WHAT HAPPENED AT THE SUPREME COURT
The Supreme Court has ruled that the "article of manufacture" addressed within a design patent doesn’t need to be a complete product, contradicting Apple's argument and the history of design patent law. Instead, the article of manufacture can be just part of a product. And as a result, if someone infringes upon a design patent, the patent holder would be entitled to just part of the profits, too.
Notably, the Supreme Court did not decide exactly how this new precedent will work, and its decision is bound to create a new era of debate around design patents. Who will determine if Apple’s rounded icon style is worth 1% of the Samsung Galaxy profits, or 10%, or 99%? How will these arguments be presented? What evidence will the companies need to provide? All of these issues will need to be carefully considered when coming up with a legal "test" that judges can use to determine how much of an infringing company's profits the original patent holder deserves.
Instead of developing this test on their own, SCOTUS is kicking the case back down to the Federal Circuit, which is in charge of dictating how design patents play out in court. "The Supreme Court is saying to the Federal Circuit, ‘your test is wrong, but we’re not picking a new test,’" says Burstein. "They’re sending it back to the Federal Circuit to come up with a new test." It could be many months or even a year before we know what the Federal Circuit decides.
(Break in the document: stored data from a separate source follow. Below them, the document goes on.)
PR #176, opened 2018-04-18
NLog ApplicationInsightsTarget Flush with async delay

### LINKED ISSUE #177: NLog ApplicationInsightsTarget Flush should wait for completion
DefaultFlushDelay is 30 secs, and when flushed manually, then it happens in async-style, so one has to manually wait as specified in the documentation:

https://docs.microsoft.com/en-us/azure/application-insights/app-insights-api-custom-events-metrics#flushing-data

Since it is not currently possible to know when a Flush-operation actually completes, then one just have to make a quick guess of how long to wait, but also not too long.

See also https://stackoverflow.com/questions/49514679/no-log-entries-in-azure-application-insights-using-microsoft-applicationinsights

snakefoot:
But only when something to flush. Partially resolves #177 for NLog (Probably also an issue for all other logging destinations)

### DIFF
--- a/src/NLogTarget/ApplicationInsightsTarget.cs
+++ b/src/NLogTarget/ApplicationInsightsTarget.cs
@@ -28,6 +28,7 @@ namespace Microsoft.ApplicationInsights.NLogTarget
     public sealed class ApplicationInsightsTarget : TargetWithLayout
     {
         private TelemetryClient telemetryClient;
+        private DateTime lastLogEventTime;
 
         /// <summary>
         /// Initializers a new instance of ApplicationInsightsTarget type.
@@ -108,6 +109,8 @@ namespace Microsoft.ApplicationInsights.NLogTarget
                 throw new ArgumentNullException("logEvent");
             }
 
+            this.lastLogEventTime = DateTime.UtcNow;
+
             if (logEvent.Exception != null)
             {
                 this.SendException(logEvent);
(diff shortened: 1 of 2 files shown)


SergeyKanzhelev:
Thank you for another contribution. We appreciate it.

For the housekeeping purposes - can you please create an issue with the problem description and then include changelog update in PR that would refer this issue.

snakefoot:
@SergeyKanzhelev Updated changelog for you

src/NLogTarget/ApplicationInsightsTarget.cs
```diff
@@ -127,7 +130,17 @@ protected override void FlushAsync(AsyncContinuation asyncContinuation)
...
-                asyncContinuation(null);
+                if (DateTime.UtcNow.AddSeconds(-30) > this.lastLogEventTime)
+                {
+                    // Nothing has been written, so nothing to wait for
+                    asyncContinuation(null);
+                }
+                else
+                {
+                    // Documentation says it is important to wait after flush, else nothing will happen
+                    // https://docs.microsoft.com/en-us/azure/application-insights/app-insights-api-custom-events-metrics#flushing-data
```
SergeyKanzhelev: please remove `en-US` from link so it will direct to localized version of the doc

src/NLogTarget/ApplicationInsightsTarget.cs
```diff
@@ -127,7 +130,17 @@ protected override void FlushAsync(AsyncContinuation asyncContinuation)
...
+                    System.Threading.Tasks.Task.Delay(500).ContinueWith((task) => asyncContinuation(null));
```
SergeyKanzhelev: Please use `TimeSpan.FromMilliseconds(500)` to make code a little bit more self-explanatory

SergeyKanzhelev:
I'll wait for other people to chime in and will merge tomorrow

src/NLogTarget/ApplicationInsightsTarget.cs
snakefoot: Fixed

src/NLogTarget/ApplicationInsightsTarget.cs
snakefoot: Fixed

snakefoot:
> It's a disappointment we need to work around this here, not make it a feature of base SDK

Yes it is a little weird not to have proper flush-logic in a logging framework.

WHAT DOES IT MEAN FOR DESIGNERS?
By the end of the trial, as the companies made their final coque Huawei Y6 2 II case to the Supreme Court, even Apple had ceded some ground on the all-encompassing power of design patents. But no one—not Samsung, not Apple, not even the argument presented by the federal government—offered a full solution at the trial.
"To be really frank with you, this is the best way they could have resolved the case," says Burstein. "Given the strange path to the Supreme Court, I was really worried they were going to pick a test . . . that they didn’t have time to think about." Burstein etui Huawei Ascend Y5 II/ Y5 2 points to 40 years that the Supreme Court has spent ironing out the strange legal issues around cheerleader uniform design. "I don’t think we need 40 years here, but we need more than two minutes," she says.
Now, the Federal Circuit will have time to devise a new approach to proving and parsing the value of individual design patents, and the precedent that follows in the next chapter of Samsung v Apple will determine exactly how design patents are treated in court for many years to come.
"It’s possible they’ll design a rule that makes design patents less housse Google Pixel valuable . . . for right now I don’t think it’s possible to say one way or the other," says Burstein. "I’m sure there will be lots of hand wringing about how design patent is [destroyed], but I don’t think it’s true. In 99% of cases, I think [companies] will still get these things, and they’ll still be scary."